UI developing gene therapy to help reduce problems with organ transplants

IOWA CITY, Iowa -- Someday doctors may be able to reduce the risk of organ rejection in transplant patients, thanks to a gene therapy that University of Iowa researchers are designing.

While the UI research has focused on liver transplantation, the new therapy also could help to decrease the damage that heart attacks cause and may even be useful for preventing problems before they occur.

"This type of gene therapy for acquired disease is part of an emerging field of therapeutics," said John F. Engelhardt, Ph.D., UI associate professor of anatomy and cell biology, and the project's principal investigator. "Its application is not limited to the liver."

A team of UI investigators currently is using models to test the gene therapy as the group moves towards the therapy's clinical application for liver transplantation. Different elements of the UI research appeared in the June issue of Nature Medicine and more recently in the October issue of Hepatology.

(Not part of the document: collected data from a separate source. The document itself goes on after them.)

PR #1371, opened 2021-03-10
chore: add _create_attrs & _update_attrs to RESTManager

JohnVillalovos:
Add the attributes: _create_attrs and _update_attrs to the RESTManager
class. This is so that we stop using getattr() if we don't need to.

This also helps with type-hints being available for these attributes.

### DIFF
--- a/gitlab/base.py
+++ b/gitlab/base.py
@@ -17,7 +17,7 @@
 
 import importlib
 from types import ModuleType
-from typing import Any, Dict, Optional, Type
+from typing import Any, Dict, Optional, Tuple, Type
 
 from .client import Gitlab, GitlabList
 from gitlab import types as g_types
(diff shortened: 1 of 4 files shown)


nejch (approved):
Hey @JohnVillalovos sorry for the delay, thanks a lot!

I really liked the namedtuple approach in your earlier PR https://github.com/python-gitlab/python-gitlab/pull/1366, is the idea to introduce it back in a follow-up so this can be a smaller change for now?

It would take out some of the mystery in all those attributes for new contributors I think.

JohnVillalovos:
> 
> Hey @JohnVillalovos sorry for the delay, thanks a lot!

No worries! Thanks for reviewing 😀

> I really liked the namedtuple approach in your earlier PR #1366, is the idea to introduce it back in a follow-up so this can be a smaller change for now?

You read my mind! I thought let's get the small change in first and wait on the giant change.

> 
> It would take out some of the mystery in all those attributes for new contributors I think.

Agreed. It took me awhile to figure out what they were for. I think with the NamedTuple it should be clearer.

Thanks again.

JohnVillalovos:
@nejch   Once this is merged I will work on the follow-up patch to use namedtuple.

The UI-designed gene therapy would target ischemia-reperfusion injuries. When organs in the body have reduced blood flow such as during transplants and heart attacks, they lack adequate oxygen to support life. While this aspect, called ischemia, is not itself significantly damaging to cells, when blood flow is re-established (called reperfusion), the high levels of oxygen create damaging compounds.

"These compounds can signal cells to commit suicide," Engelhardt said. "We have designed a gene therapy that creates a garbage disposal of sorts for clearing these damaging compounds from the body before cell death can occur."

Using an engineered defective common cold virus, the researchers transfer a therapeutic gene, called mitochondrial superoxide dismutase (MnSOD), to all liver cells in order to reduce ischemia-reperfusion induced damage.

"The application of this work will hopefully lead to treatments that can increase the success of organ transplantation," Engelhardt said. "The investigators are using similar approaches to reduce the damage caused by heart attacks as well."

By using the gene therapy as soon as possible after the heart attack occurs, physicians can hopefully help the damaged cells to repair themselves, Engelhardt said. This therapy also could help those at high risk of heart attacks by reducing damage from ischemic heart disease.

This type of gene therapy research is part of the UI's newly funded Gene Therapy Core Center, which Engelhardt will direct. The National Institutes of Health and the Cystic Fibrosis Foundation recently awarded the UI an $8 million, five-year grant to develop the center, which is expected to be operational by November. The UI is one of two institutions nationwide that received funding this fiscal year to establish such a center.